## WORK REQUIRED
Each entry, in full: copy it out exactly.

(RECORDED DATA begins)

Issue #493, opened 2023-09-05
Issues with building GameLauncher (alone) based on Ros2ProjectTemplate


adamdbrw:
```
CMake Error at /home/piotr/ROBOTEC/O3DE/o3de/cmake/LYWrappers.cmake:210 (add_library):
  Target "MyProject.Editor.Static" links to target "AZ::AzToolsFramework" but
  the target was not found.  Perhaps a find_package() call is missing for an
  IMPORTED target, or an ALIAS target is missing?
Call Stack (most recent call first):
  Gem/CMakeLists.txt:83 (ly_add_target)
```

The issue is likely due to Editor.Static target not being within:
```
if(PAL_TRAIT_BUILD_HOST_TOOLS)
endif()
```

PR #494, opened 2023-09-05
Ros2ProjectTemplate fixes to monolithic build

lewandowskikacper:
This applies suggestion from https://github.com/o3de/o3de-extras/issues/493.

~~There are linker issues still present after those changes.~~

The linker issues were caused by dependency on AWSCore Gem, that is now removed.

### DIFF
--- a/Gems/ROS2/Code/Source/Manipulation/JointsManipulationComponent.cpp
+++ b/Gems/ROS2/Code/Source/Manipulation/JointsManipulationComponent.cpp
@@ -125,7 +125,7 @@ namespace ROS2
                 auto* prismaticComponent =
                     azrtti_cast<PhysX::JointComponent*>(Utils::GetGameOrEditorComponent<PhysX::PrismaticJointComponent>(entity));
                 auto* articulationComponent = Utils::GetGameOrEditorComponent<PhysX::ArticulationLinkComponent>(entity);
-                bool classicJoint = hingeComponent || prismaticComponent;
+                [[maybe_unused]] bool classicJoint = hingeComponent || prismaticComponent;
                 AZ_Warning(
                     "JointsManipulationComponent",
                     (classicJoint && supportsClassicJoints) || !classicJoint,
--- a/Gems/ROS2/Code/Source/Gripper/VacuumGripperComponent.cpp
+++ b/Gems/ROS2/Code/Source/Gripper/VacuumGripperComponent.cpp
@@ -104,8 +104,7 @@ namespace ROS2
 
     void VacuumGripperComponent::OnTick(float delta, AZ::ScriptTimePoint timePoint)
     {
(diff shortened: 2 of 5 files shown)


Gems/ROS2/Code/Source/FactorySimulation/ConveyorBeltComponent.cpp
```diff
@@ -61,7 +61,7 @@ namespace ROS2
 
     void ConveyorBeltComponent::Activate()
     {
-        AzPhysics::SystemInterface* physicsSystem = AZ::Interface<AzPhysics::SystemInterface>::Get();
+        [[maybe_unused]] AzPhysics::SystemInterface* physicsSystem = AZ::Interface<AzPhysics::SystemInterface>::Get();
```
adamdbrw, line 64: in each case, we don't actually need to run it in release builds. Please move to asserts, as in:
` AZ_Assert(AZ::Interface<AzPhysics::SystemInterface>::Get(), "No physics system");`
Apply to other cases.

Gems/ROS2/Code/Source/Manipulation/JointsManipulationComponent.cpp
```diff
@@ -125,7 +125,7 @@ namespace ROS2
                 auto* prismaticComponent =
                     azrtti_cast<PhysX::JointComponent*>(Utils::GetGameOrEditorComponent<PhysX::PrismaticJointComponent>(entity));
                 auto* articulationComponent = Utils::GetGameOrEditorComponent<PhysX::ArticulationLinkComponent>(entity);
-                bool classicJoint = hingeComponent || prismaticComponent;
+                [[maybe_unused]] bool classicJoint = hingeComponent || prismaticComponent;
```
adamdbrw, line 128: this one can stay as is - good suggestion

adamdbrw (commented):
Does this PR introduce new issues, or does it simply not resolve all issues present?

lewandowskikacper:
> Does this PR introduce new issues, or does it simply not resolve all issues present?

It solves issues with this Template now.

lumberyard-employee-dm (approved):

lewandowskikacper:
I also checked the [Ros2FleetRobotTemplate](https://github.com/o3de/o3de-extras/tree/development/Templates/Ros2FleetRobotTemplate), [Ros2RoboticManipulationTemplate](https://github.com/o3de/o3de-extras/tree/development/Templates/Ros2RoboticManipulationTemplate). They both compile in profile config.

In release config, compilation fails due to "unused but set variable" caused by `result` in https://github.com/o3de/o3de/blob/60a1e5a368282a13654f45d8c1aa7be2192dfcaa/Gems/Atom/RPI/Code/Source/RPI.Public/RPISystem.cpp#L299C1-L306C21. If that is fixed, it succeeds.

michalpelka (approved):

(RECORDED DATA ends)

## WORKED SOLUTION
Issue #493, opened 2023-09-05
Issues with building GameLauncher (alone) based on Ros2ProjectTemplate


adamdbrw:
```
CMake Error at /home/piotr/ROBOTEC/O3DE/o3de/cmake/LYWrappers.cmake:210 (add_library):
  Target "MyProject.Editor.Static" links to target "AZ::AzToolsFramework" but
  the target was not found.  Perhaps a find_package() call is missing for an
  IMPORTED target, or an ALIAS target is missing?
Call Stack (most recent call first):
  Gem/CMakeLists.txt:83 (ly_add_target)
```

The issue is likely due to Editor.Static target not being within:
```
if(PAL_TRAIT_BUILD_HOST_TOOLS)
endif()
```

PR #494, opened 2023-09-05
Ros2ProjectTemplate fixes to monolithic build

lewandowskikacper:
This applies suggestion from https://github.com/o3de/o3de-extras/issues/493.

~~There are linker issues still present after those changes.~~

The linker issues were caused by dependency on AWSCore Gem, that is now removed.

### DIFF
--- a/Gems/ROS2/Code/Source/Manipulation/JointsManipulationComponent.cpp
+++ b/Gems/ROS2/Code/Source/Manipulation/JointsManipulationComponent.cpp
@@ -125,7 +125,7 @@ namespace ROS2
                 auto* prismaticComponent =
                     azrtti_cast<PhysX::JointComponent*>(Utils::GetGameOrEditorComponent<PhysX::PrismaticJointComponent>(entity));
                 auto* articulationComponent = Utils::GetGameOrEditorComponent<PhysX::ArticulationLinkComponent>(entity);
-                bool classicJoint = hingeComponent || prismaticComponent;
+                [[maybe_unused]] bool classicJoint = hingeComponent || prismaticComponent;
                 AZ_Warning(
                     "JointsManipulationComponent",
                     (classicJoint && supportsClassicJoints) || !classicJoint,
--- a/Gems/ROS2/Code/Source/Gripper/VacuumGripperComponent.cpp
+++ b/Gems/ROS2/Code/Source/Gripper/VacuumGripperComponent.cpp
@@ -104,8 +104,7 @@ namespace ROS2
 
     void VacuumGripperComponent::OnTick(float delta, AZ::ScriptTimePoint timePoint)
     {
(diff shortened: 2 of 5 files shown)


Gems/ROS2/Code/Source/FactorySimulation/ConveyorBeltComponent.cpp
```diff
@@ -61,7 +61,7 @@ namespace ROS2
 
     void ConveyorBeltComponent::Activate()
     {
-        AzPhysics::SystemInterface* physicsSystem = AZ::Interface<AzPhysics::SystemInterface>::Get();
+        [[maybe_unused]] AzPhysics::SystemInterface* physicsSystem = AZ::Interface<AzPhysics::SystemInterface>::Get();
```
adamdbrw, line 64: in each case, we don't actually need to run it in release builds. Please move to asserts, as in:
` AZ_Assert(AZ::Interface<AzPhysics::SystemInterface>::Get(), "No physics system");`
Apply to other cases.

Gems/ROS2/Code/Source/Manipulation/JointsManipulationComponent.cpp
```diff
@@ -125,7 +125,7 @@ namespace ROS2
                 auto* prismaticComponent =
                     azrtti_cast<PhysX::JointComponent*>(Utils::GetGameOrEditorComponent<PhysX::PrismaticJointComponent>(entity));
                 auto* articulationComponent = Utils::GetGameOrEditorComponent<PhysX::ArticulationLinkComponent>(entity);
-                bool classicJoint = hingeComponent || prismaticComponent;
+                [[maybe_unused]] bool classicJoint = hingeComponent || prismaticComponent;
```
adamdbrw, line 128: this one can stay as is - good suggestion

adamdbrw (commented):
Does this PR introduce new issues, or does it simply not resolve all issues present?

lewandowskikacper:
> Does this PR introduce new issues, or does it simply not resolve all issues present?

It solves issues with this Template now.

lumberyard-employee-dm (approved):

lewandowskikacper:
I also checked the [Ros2FleetRobotTemplate](https://github.com/o3de/o3de-extras/tree/development/Templates/Ros2FleetRobotTemplate), [Ros2RoboticManipulationTemplate](https://github.com/o3de/o3de-extras/tree/development/Templates/Ros2RoboticManipulationTemplate). They both compile in profile config.

In release config, compilation fails due to "unused but set variable" caused by `result` in https://github.com/o3de/o3de/blob/60a1e5a368282a13654f45d8c1aa7be2192dfcaa/Gems/Atom/RPI/Code/Source/RPI.Public/RPISystem.cpp#L299C1-L306C21. If that is fixed, it succeeds.

michalpelka (approved):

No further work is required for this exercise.